Bullet armour is certainly another option, but it would need to be customised (since it isn't among the standard spells I don't think?), and thus I doubt it would be the usual thing among corporate mages.
Zazen
QUOTE (BitBasher)
Yeah John, that's my point, you really *can't* reliably adjust the radius of AE spells.

Nonsense! It just makes them more expensive. A corporate big-shot is going to be paying through the teeth for one of these things, so the enchanting mage can afford to blow a force X expendable spell focus to reduce things to the proper size nyahnyah.gif


And Talia, Bullet Armor is a Limited Armor spell, found in MITS.
The White Dwarf
Yea, if youre worried/concerned whatever with the radius thingy, just use the limited armor instead of limited barrier. Or make a focus with both if its an npc.
RedmondLarry
Or buy your anchored defenses from your neighborhood burnt-out magician (magic attribute 3, perhaps).
grendel
The short answer to your question is that nothing happens to a bullet fired within a physical barrier, as long as its target is within the barrier as well. Otherwise it suffers the same penalties exiting the barrier as any bullet does entering.

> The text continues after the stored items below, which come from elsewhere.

PR #1150, opened 2017-09-07
Revert "is_array is slow as a dog. cast instead"

bendavies:
reverts https://github.com/phpspec/phpspec/pull/1148.
see discussion there.


ciaranmcnulty:
Well, it was good while it lasted :-)

PR #1152, opened 2017-09-12
fully quantify native function invocation

bendavies:
This is the 2nd go at https://github.com/phpspec/phpspec/pull/1148

I have prefixed all native function calls with `\` as suggested by @nicolas-grekas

There was an extensive discussion on the previous forums about what exactly happens with the anchored detect bullet/bullet barrier combination. Most asked the same questions as above: how does the detect bullet spell detect a bullet? Will the rounds in the bodyguard's handgun set off the detection spell? What about bullets aimed outward from the target? What about bullets passing within the radius of the detection spell but not specifically aimed at the target? I don't remember if we arrived at a consensus at the time (probably not) but one of the better arguments was that the detection spell had some sort of velocity gate to its trigger, that it would only go off when it realized that the bullet being detected was inbound to its radius rather than already within or outbound from. And since there's no measurable delay between when the anchor is triggered and the bullet barrier spell goes off there isn't a chance for the bullet to be inside the radius of the barrier. Assuming, of course, that the mage knew enough to anchor a detect bullet spell of greater radius than the bullet barrier spell.

If the search function worked on the old forums I'd find the thread for you, sorry.
Talia Invierno
Thanks, Zazen. For some reason it hadn't occurred to me to connect the two. (Moral: never post while under the effect of intense antihistimines.)

grendel: you're not talking about this list-thread, are you? It's the only one I've ever seen to try to pry open the issue (unless you count the old "Magic Bullet" thread), and I was hoping we could get some new perspectives on interpretation.

Actually I didn't have a specific case in mind, but was trying to find general ways for one or more mundane types to get around this and other anchored combinations. Identifying a specific combination as significantly more expensive sharply limits the number of NPCs who would be likely to have access to it.

Another, somewhat related question: is anything fired from a firearm necessarily defined as a bullet? (Would a bullet barrier - or bullet armour - recognise all such projectiles?)